Courses

NOTE: Information on Dr. Guikema's University of Michigan classes will be added once it is available. The information below is about courses taught previously at Johns Hopkins University.

Dr. Guikema taught five courses at Johns Hopkins University:

Fall semesters, yearly. This course introduces the methods of probabilistic risk and decision analysis. Topics will include risks in daily life, public attitudes towards risk, fault trees, event trees, decision trees, utility functions, risk attitude, and value of information calculations.

Prereq: Introductory Statistics
Spring semesters in the past, but it has now moved the fall semester. This course assumes that students have a solid grounding in basic statistics, including linear regression, ANOVA, and similar methods. It covers a range of semi-parametric, non-linear, and data mining techniques. The focus on establishing a rigorous, theory-grounded approach for data analysis, especially for developing strong predictive models. Students complete an in-depth project in which they analyze a data set, preferably from their own research. A number of these papers have been published as peer-reviewed journal articles. The course uses the R statistical language.

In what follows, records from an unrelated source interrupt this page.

PR #2241, opened 2021-06-29
:book: Fix `version` command

SeriyBg:
Seems like `--version` is an old flag that has been replaced with `version` command


estroz (approved):
/approve
/lgtm

PR #2243, opened 2021-06-30
📖 Plugin Phase 2 Enhancement Proposal

rashmigottipati:
Description of the change
This PR adds an enhancement proposal for Kubebuilder Phase 2 Plugins

Signed-off-by: Rashmi Gottipati <chowdary.grashmi@gmail.com>

### DIFF
--- a/designs/extensible-cli-and-scaffolding-plugins-phase-2.md
+++ b/designs/extensible-cli-and-scaffolding-plugins-phase-2.md
@@ -1,0 +1,356 @@
+# Extensible CLI and Scaffolding Plugins - Phase 2
+
+## Overview
+
+Plugin [Phase 1.5](https://github.com/kubernetes-sigs/kubebuilder/blob/master/designs/extensible-cli-and-scaffolding-plugins-phase-1-5.md) was designed and implemented to allow chaining of plugins. The purpose of Phase 2 plugins is to discover and use external plugins, also referred to as out-of-tree plugins (which can be implemented in any language). Phase 2 achieves both chaining and discovery of external plugins/source code not compiled with the `kubebuilder` CLI binary. By achieving this goal, we could (for example) externalize the optional [declarative plugin](https://github.com/kubernetes-sigs/kubebuilder/tree/master/pkg/plugins/golang/declarative/v1) which means that the CLI would still be able to use it, however, its source code would no longer be required to be inside of the Kubebuilder repository.
+
+### Related issues and PRs
+
+* [Feature Request: Plugins Phase 2](https://github.com/kubernetes-sigs/kubebuilder/issues/1378)
+* [Extensible CLI and Scaffolding Plugins - Phase 1.5](https://github.com/kubernetes-sigs/kubebuilder/blob/master/designs/extensible-cli-and-scaffolding-plugins-phase-1-5.md)
+* [Phase 1.5 Implementation PR](https://github.com/kubernetes-sigs/kubebuilder/pull/2060)
+* [Plugin Resolution Enhancement Proposal](https://github.com/kubernetes-sigs/kubebuilder/pull/1942)
+
+### Prototype implementation
+
+[POC](https://github.com/rashmigottipati/POC-Phase2-Plugins) - Invoke an external python program that simulates a plugin from a go main and pass messages from `kubebuilder` to the plugin and vice-versa using `stdin/stdout/stderr`.
+
+### User Stories
+
+* As a plugin developer, I would like to be able to provide external plugins path for the CLI to perform the scaffolds, so that I could take advantage of external initiatives which are implemented using Kubebuilder as a lib and following its standards but are not shipped with its CLI binaries.
+
+* As a Kubebuilder maintainer, I would like to support external plugins not maintained by the core project.
+  * For example, once the Phase 2 plugin implementation is completed, some internal plugins can be re-implemented as external plugins removing the necessity to build those plugins in the `kubebuilder` binary.
+
+### Goals
+
+* `kubebuilder` is able to discover plugin binaries and run those plugins using the CLI.
+
+* Kubebuilder can use the external plugins as well as its own internal ones to do scaffolding.
+
+* `kubebuilder` should be able to show plugin specific information via the `--help` flag.
+
+* Support for standard streams i.e. `stdin/stdout/stderr` as the only IPC method between `kubebuilder` and plugins.
+
+* Kubebuilder library consumers can support chaining and discovery of out-of-tree plugins.
+
+### Non-Goals
+
+* Addition of new arbitrary subcommands other than the subcommands that we already support i.e `init`, `create api`, and `create webhook`.
+
+* Discovering plugin binaries that are not locally present on the machine (i.e. binary exists in a remote repository).
+
+* Providing other options (other than standard streams such as `stdin/stdout/stderr`) for inter-process communication between `kubebuilder` and external plugins.
+  * Other IPC methods may be allowed in the future, although EPs are required for those methods.
+
+### Examples
+
+* `kubebuilder create api --plugins=myexternalplugin/v1`
+  * should scaffold files using the external plugin as defined in its implementation of the `create api` method.
+
+* `kubebuilder create api --plugins=myexternalplugin/v1,myotherexternalplugin/v2`
+  * should scaffold files using the external plugin as defined in their implementation of the `create api` method (by respecting the plugin chaining order, i.e. in the order of `create api` of v1 and then `create api` of v2 as specified in the layout field in the configuration).
+
+* `kubebuilder create api --plugins=myexternalplugin/v1 --help`
+  * should display help information of the plugin which is not shipped in the binary (myexternalplugin/v1 is present outside of the `kubebuilder` binary).
+
+* `kubebuilder create api --plugins=go/v3,myexternalplugin/v2`
+  * should create files using the `go/v3` plugin, then pass those files to `myexternalplugin/v2` as defined in its implementation of the `create api` method by respecting the plugin chaining order.
+
+## Proposal
+
+### Discovery of plugin binaries
+
+The method [kustomize](https://kubectl.docs.kubernetes.io/guides/extending_kustomize/) uses to discover plugins, by following a GVK path scheme, is the most natural for this use case since plugins must have a group-like name and version.
+
+Every plugin gets its own directory constructed using the plugin name and plugin version for the executable to be placed in and `kubebuilder` will search for a plugin binary with the name of the plugin in the `${name}/${version}` directory of the plugin. This information (plugin name and plugin version) is obtained by `kubebuilder` via the value passed to the `--plugins` CLI flag. Once `kubebuilder` successfully locates the plugin, it will run the plugin using the CLI.
+
+Every plugin gets its own directory as below.
+
+On Linux:
+
+```shell
+    $XDG_CONFIG_HOME/kubebuilder/plugins/${name}/${version}
+```
+
+The default value of XDG_CONFIG_HOME is `$HOME/.config`.
+
+On OSX:
+
+```shell
+    ~/Library/Application Support/kubebuilder/plugins/${name}/${version}
+```
+
+Based on the above directory scheme, let's say that if the value passed to the `--plugins` CLI flag is `myexternalplugin/v1`:
+
+* On Linux:
+  * `kubebuilder` will search for the `myexternalplugin` binary in `$XDG_CONFIG_HOME/kubebuilder/plugins/myexternalplugin/v1`, where the base of this path in is the binary name.
+* On OSX:
+  * Kubebuilder will search for the `myexternalplugin` binary in `$HOME/Library/Application Support/kubebuilder/plugins/myexternalplugin/v1`.
+
+Note: If the name is ambiguous, then the qualified name `myexternalplugin.my.domain` would be used, so the path would be `$XDG_CONFIG_HOME/kubebuilder/plugins/my/domain/myexternalplugin/v1` on Linux and `$HOME/Library/Application Support/kubebuilder/plugins/my/domain/myexternalplugin/v1` on OSX.
+
+* Pros
+  * `kustomize` which is popular and robust tool, follows this approach in which `apiVersion` and `kind` fields are used to locate the plugin.
+
+  * This approach enforces naming constraints as the permitted character set must be directory name-compatible following naming rules for both Linux and OSX systems.
+
+  * The one-plugin-per-directory requirement eases creation of a plugin bundle for sharing.
+
+### What Plugin system should we use
+
+I propose we use our own plugin system that passes JSON blobs back and forth across `stdin/stdout/stderr` and make this the only option for now as it’s a language-agnostic medium and it is easy to work with in most languages.
+
+We came to the conclusion that a kubebuilder-specific plugin library should be written after evaluating plugin libraries such as the [built-in go-plugin library](https://golang.org/pkg/plugin/) and [Hashicorp’s plugin library](https://github.com/hashicorp/go-plugin):
+
+* The built-in plugin library seems to be more suitable for in-tree plugins rather than out-of-tree plugins and it doesn’t offer cross-language support, thereby making it a non-starter.
+* Hashicorp’s go plugin system is more suitable than the built-in go-plugin library as it enables cross language/platform support. However, it is more suited for long running plugins as opposed to short lived plugins and the usage of protobuf could be overkill as we will not be handling 10s of 1000s of deserializations.
+
+In the future, if a need arises (for example, users are hitting performance issues), we can then explore the possibility of using the Hashicorp’s go plugin library. From a design standpoint, to leave it architecturally open, I propose using a `type` field in the PROJECT file to potentially allow other plugin libraries in the future and make this a seperate field in the PROJECT file per plugin; and this field determines how the `universe` will be passed for a given plugin. However, for the sake of simplicity in initial design and not to introduce any breaking changes as Project version 3 would suffice for our needs, this option is out of scope in this proposal.
+
+### Project configuration
+
+Currently, the project configuration has two fields to store plugin specific information.
+
+* `Layout` field (of type []string) is used for plugin chain resolution on initialized projects. This will be the default if no plugins are specified for a subcommand.
+* `Plugins` field (of type map[string]interface{}) is used for option plugin configuration that stores configuration information of any plugin.
+
+* So, where should external plugins be defined in the configuration?
+
+  * I propose that the external plugin should get encoded in the project configuration as a part of the `layout` field.
+    * For example, external plugin `myexternalplugin/v2` can be specified through the `--plugins` flag for every subcommand and also be defined in the project configuration in the `layout` field for plugin resolution.
+
+Example `PROJECT` file:
+
+```yaml
+version: "3"
+domain: testproject.org
+layout: 
+- go.kubebuilder.io/v3
+- myexternalplugin/v2
+plugins:
+  myexternalplugin/v2:
+    resources:
+    - domain: testproject.org
+      group: crew
+      kind: Captain
+      version: v2-alpha
+  declarative.go.kubebuilder.io/v1:
+    resources:
+    - domain: testproject.org
+      group: crew
+      kind: FirstMate
+      version: v1
+repo: github.com/test-inc/testproject
+resources:
+- group: crew
+  kind: Captain
+  version: v1
+```
+
+### Communication between `kubebuilder` and external plugins
+
+* Why do we need communication between `kubebuilder` and external plugins?
+
+  * The in-tree plugins do not need any inter-process communication as they are the same process, and hence, direct calls are made to the respective functions (also referred as hooks) based on the supported subcommands for an in-tree plugin. As Phase 2 plugins is tackling out-of-tree or external plugins, there's a need for inter-process communication between `kubebuilder` and the external plugin as they are two separate processes/binaries. `kubebuilder` needs to communicate the subcommand that the external plugin should run, and all the arguments received in the CLI request by the user. These arguments contain flags which will have to be directly passed to all plugins in the chain. Additionally, it's important to have context of all the files that were scaffolded until that point especially if there is more than one external plugin in the chain. `kubebuilder` attaches that information in the request, along with the command and arguments. For the external plugin, it would need to communicate the subcommand it ran and the updated file contents information that the external plugin scaffolded to `kubebuilder`. The external plugin would also need to provide its help text if requested by `kubebuilder`. As discussed earlier, standard streams seems to be a desirable IPC method of communication for the use-cases that Phase 2 is trying to solve that involves discovery and chaining of external plugins.
+
+* How does `kubebuilder` communicate to external plugins?
+
+  * Standard streams have three I/O connections: standard input (`stdin`), standard output (`stdout`) and standard error (`stderr`) and they work well with chaining applications, meaning that output stream of one program can be redirected to the input stream of another.
+  * Let's say there are two external plugins in the plugin chain. Below is the sequence of how `kubebuilder` communicates to the plugins `myfirstexternalplugin/v1` and `mysecondexternalplugin/v1`.
+
+![Kubebuilder to external plugins sequence diagram](https://github.com/rashmigottipati/POC-Phase2-Plugins/blob/main/docs/externalplugins-sequence-diagram.png)
+
+* What to pass between `kubebuilder` and an external plugin?
+
+Message passing between `kubebuilder` and the external plugin will occur through a request / response mechanism. The `PluginRequest` will contain information that `kubebuilder` sends *to* the external plugin. The `PluginResponse` will contain information that `kubebuilder` receives *from* the external plugin.
+
+The following scenarios shows what `kubebuilder` will send/receive to the external plugin:
+
+* `kubebuilder` to external plugin:
+  * `kubebuilder` constructs a `PluginRequest` that contains the `Command` (such as `init`, `create api`, or `create webhook`), `Args` containing all the raw flags from the CLI request and license boilerplate without comment delimiters, and an empty `Universe` that contains the current virtual state of file contents that is not written to the disk yet. `kubebuilder` writes the `PluginRequest` through `stdin`.
+
+* External plugin to `kubebuilder`:
+  * The plugin reads the `PluginRequest` through its `stdin` and processes the request based on the `Command` that was sent. If the `Command` doesn't match what the plugin supports, it writes back an error immediately without any further processing. If the `Command` matches what the plugin supports, it constructs a `PluginResponse` containing the `Command` that was executed by the plugin, and modified `Universe` based on the new files that were scaffolded by the external plugin, `Error` and `ErrorMsg` that add any error information, and writes the `PluginResponse` back to `kubebuilder` through `stdout`.
+
+* Note: If `--help` flag is being passed from `kubebuilder` to the external plugin through `PluginRequest`, the plugin attaches its help text information in the `Help` field of the `PluginResponse`. Both `PluginRequest` and `PluginResponse` also contain `APIVersion` field to have compatible versioned schemas.
+
+* Handling plugin failures across the chain:
+
+  * If any plugin in the chain fails, the plugin reports errors back through `PluginResponse` to `kubebuilder` and plugin chain execution will be halted, as one plugin may be dependent on the success of another. All the files that were scaffolded already until that point will not be written to disk to prevent a half committed state.
+
+## Implementation Details/Notes/Constraints
+
+`PluginRequest` holds all the information `kubebuilder` receives from the CLI and the plugins that were executed before it and the `PluginRequest` will be marshaled into a JSON and sent over `stdin` to the external plugin. `PluginResponse` is what the plugin constructs with the updated universe and sent back to `kubebuilder`. The following structs would be defined on the Kubebuilder side.
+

Prereqs: EN.550.420 AND EN.550.430 or equivalent.
Taught Spring 2010, 2011, 2013. Likely not taught again until spring 2015. This course is a mix of seminar-style guided discussions and student presentations and lectures on specific topics. It gives an overview of the infrastructure systems that form the basis for health, security, and economic prosperity in the developed world and give an overview of some of the most pressing infrastructure challenges in the developing world. The focus is on quantitative modeling of infrastructure performance, sustainability, and resilience for supporting infrastructure management and policy decision-making.
First taught Spring 2011. This course provides an introduction to stochastic simulation and game theory. It covers a mix of the theoretical background and the practical use of these two methods. The stochastic simulation portion of the covers both discrete even and time step methods. It also covers random number generators, analysis of output, comparison of systems, variance reduction techniques, and linkages between simulation and optimization. The game theory portion of the course provides an introduction to the basic types of games: static games of complete information, dynamic games of complete information, static games of incomplete information, and dynamic games of incomplete information. Several case studies are covered. NOTE: This course will not likely be offered again.
This course was first taught in Spring 2013. This course is intended for Ph.D. students and potentially others doing research in risk analysis, decision analysis, and related areas. We will read and discuss the foundational literature of these fields. This includes foundational literature in Bayesian probability theory, utility theory, and decision analysis.